The Journal Gazette
 
 
Friday, May 13, 2022 1:00 am

Editorial

Let the sunshine in

EDITORIAL BOARD | The Journal Gazette

The Board of Commissioners of Grant County, Indiana, finds itself in the eye of a brewing storm that could pit residents of Marion and Upland against Indiana Wesleyan and Taylor universities.

Board members received a letter, signed by Taylor President D. Michael Lindsay and IWU President David Wright. The letter said plans to install solar energy systems on their respective campuses are imperiled by the Area Plan Commission and Board of Zoning Appeals’ recent draft of a new solar ordinance.

The university chiefs said their projects are meant to offset energy usage and bring about positive environmental and financial impact at the universities and in Grant County. Both leaders claim the draft ordinance would make the solar projects “virtually impossible.”

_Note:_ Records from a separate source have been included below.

PR #1448, opened 2026-02-16
vello_hybrid: Unify texture creation code in WebGL backend

laurenz-canva:
Perhaps I am missing something obvious here, but I'm not sure I get why we were using different clamp/filtering modes for some textures? 🤔 If I'm not mistaken, we are only ever using direct texture loading, so it seems to me like it should be fine to always use the same mode? At least all WebGL tests still seem to pass, but please let me know if I'm wrong.

Other than that, this PR just puts all of that logic into a method to reduce code duplication. 🙂

### DIFF
--- a/sparse_strips/vello_hybrid/src/render/webgl.rs
+++ b/sparse_strips/vello_hybrid/src/render/webgl.rs
@@ -1394,7 +1394,7 @@ fn create_texture_inner(gl: &WebGl2RenderingContext, target: u32) -> WebGlTextur
         WebGl2RenderingContext::CLAMP_TO_EDGE as i32,
     );
     // Also only to be defensive, in theory this shouldn't be necessary since we use
-    // `NEAREST` for the filters/
+    // `NEAREST` for both filters.
     gl.tex_parameteri(
         WebGl2RenderingContext::TEXTURE_2D,
         WebGl2RenderingContext::TEXTURE_MAX_LEVEL,


sparse_strips/vello_hybrid/src/render/webgl.rs
```diff
@@ -1582,29 +1497,7 @@ fn create_atlas_texture_array(
...
-    );
-    gl.tex_parameteri(
-        WebGl2RenderingContext::TEXTURE_2D,
-        WebGl2RenderingContext::TEXTURE_WRAP_T,
-        WebGl2RenderingContext::REPEAT as i32,
-    );
+    let texture = create_texture(gl);
     gl.tex_parameteri(
         WebGl2RenderingContext::TEXTURE_2D,
         WebGl2RenderingContext::TEXTURE_MAX_LEVEL,
```
laurenz-canva: Would this still be needed?

sparse_strips/vello_hybrid/src/render/webgl.rs
```diff
@@ -1355,6 +1355,46 @@ fn get_clear_uniforms(gl: &WebGl2RenderingContext, program: &WebGlProgram) -> Cl
...
+fn create_texture_array(gl: &WebGl2RenderingContext) -> WebGlTexture {
+    create_texture_inner(gl, WebGl2RenderingContext::TEXTURE_2D_ARRAY)
+}
+
+fn create_texture_inner(gl: &WebGl2RenderingContext, target: u32) -> WebGlTexture {
+    let texture = gl.create_texture().unwrap();
+    gl.active_texture(WebGl2RenderingContext::TEXTURE0);
+    gl.bind_texture(target, Some(&texture));
+    // The actual sampling/wrapping behavior doesn't matter since we always
+    // sample in-bounds and apply the logic for that behavior ourselves.
```
grebmeg: Maybe add a bit more detail here, just to clarify?

```suggestion
    // The filter and wrap modes are irrelevant because the shader
    // (`render_strips.wgsl`) exclusively uses `textureLoad`, which bypasses
    // the sampler entirely.
```

sparse_strips/vello_hybrid/src/render/webgl.rs
grebmeg: I think you’re right this is no longer needed. The old code used `NEAREST_MIPMAP_LINEAR` as the min filter, which requires mipmaps for texture completeness. Since only mip level 0 was allocated, `MAX_LEVEL = 0` was essential to prevent the texture from being incomplete (which would make all reads return black). Now that `create_texture` sets `NEAREST`, which doesn’t require mipmaps, the texture is complete with just level 0. Removing it would be consistent with the other textures.

Another option is to keep setting `MAX_LEVEL = 0` unconditionally in `create_texture` anyway as it’s harmless and defensive, and it avoids the slot texture silently breaking if someone later changes the min filter (or switches `create_texture` to something like `LINEAR_MIPMAP_LINEAR`).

The Area Plan Commission approved the draft solar ordinance by a 7-1 vote, after a presentation by the Board of Zoning Appeals. Several people attended the April 4 meeting in support of the ordinance. If adopted by the county commissioners, it would require setbacks of 300 feet from the property line of “non-participating landowners” and 1,320 feet – or a quarter-mile – from a “primary structure” or home of a non-participating landowner.

Stephanie Wells, an advocate for Hoosiers for Renewables, argued such setbacks are so restrictive they likely would keep solar developers from pursuing a project in the county, the Marion Chronicle-Tribune reported.

Wells said a Purdue University study of solar and wind ordinances found the average setbacks in the 46 Hoosier counties that have adopted such rules is 50 feet from a property line and 200 feet from a structure. She said her research found green-energy developments do not negatively impact land values and provide “viable income diversification” for landowners.

“We are convinced this proposed ordinance would not be in the best economic interests of our major employers, residents and the community,” the university presidents’ letter said. “We urge you to reconsider the current format of the ordinance.

“As a result of the aforementioned, we would request that Grant County consider aligning an ordinance more closely with the recently passed Senate Bill 411, which was designed to establish thorough and reasonable standards for siting wind and solar across the State of Indiana on a volunteer basis.”

SB 411 establishes a “commercial solar and wind energy ready communities development center” within the Indiana Economic Development Commission. The center will certify communities that volunteer to participate as solar- or wind-energy ready, if they meet siting standards established in the bill. The siting criteria for solar systems are at least 50 feet from a property line and 250 feet from a dwelling.

SB 411 was a second attempt by the General Assembly to standardize solar and wind energy siting to keep green-energy developers from abandoning Indiana. In 2021, House Bill 1381 tried to override restrictive county ordinances. It passed the House, but was withdrawn before certain defeat in the Senate.

The fate of the Grant County solar ordinance remains unclear, the Chronicle-Tribune reported. It was formally presented to the commissioners April 18, and the board has up to 90 days to review before accepting it or sending it back to the Area Plan Commission for revisions.

It’s a cautionary tale, one the counties of northeast Indiana should weigh carefully.